__Supplied material__.

PR #3184, opened 2019-07-02
Allow generation script to handle different generators

jskeet:
While it's still relatively ugly, there's no less special-casing going on.


jskeet:
Note that the diff isn't terribly useful here, due to the amount of moving around :(

PR #3198, opened 2019-07-03
Update .NET Core SDK version

jskeet:
(And revert an earlier change.)

I believe 2.2.300 should be fine everywhere. It's relatively fiddly to install 2.2.100 on Linux from scratch.


jskeet:
Closing this, as I'm changing kokoro instead.

PR #3206, opened 2019-07-03
Fix the link to Cloud Tasks

flagbug:
Noticed that the link doesn't work, fixed it up


jskeet:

__Exercise details__. How many lines in the records above contain the word "that"? Answer with the number alone.

__Answer below__. 2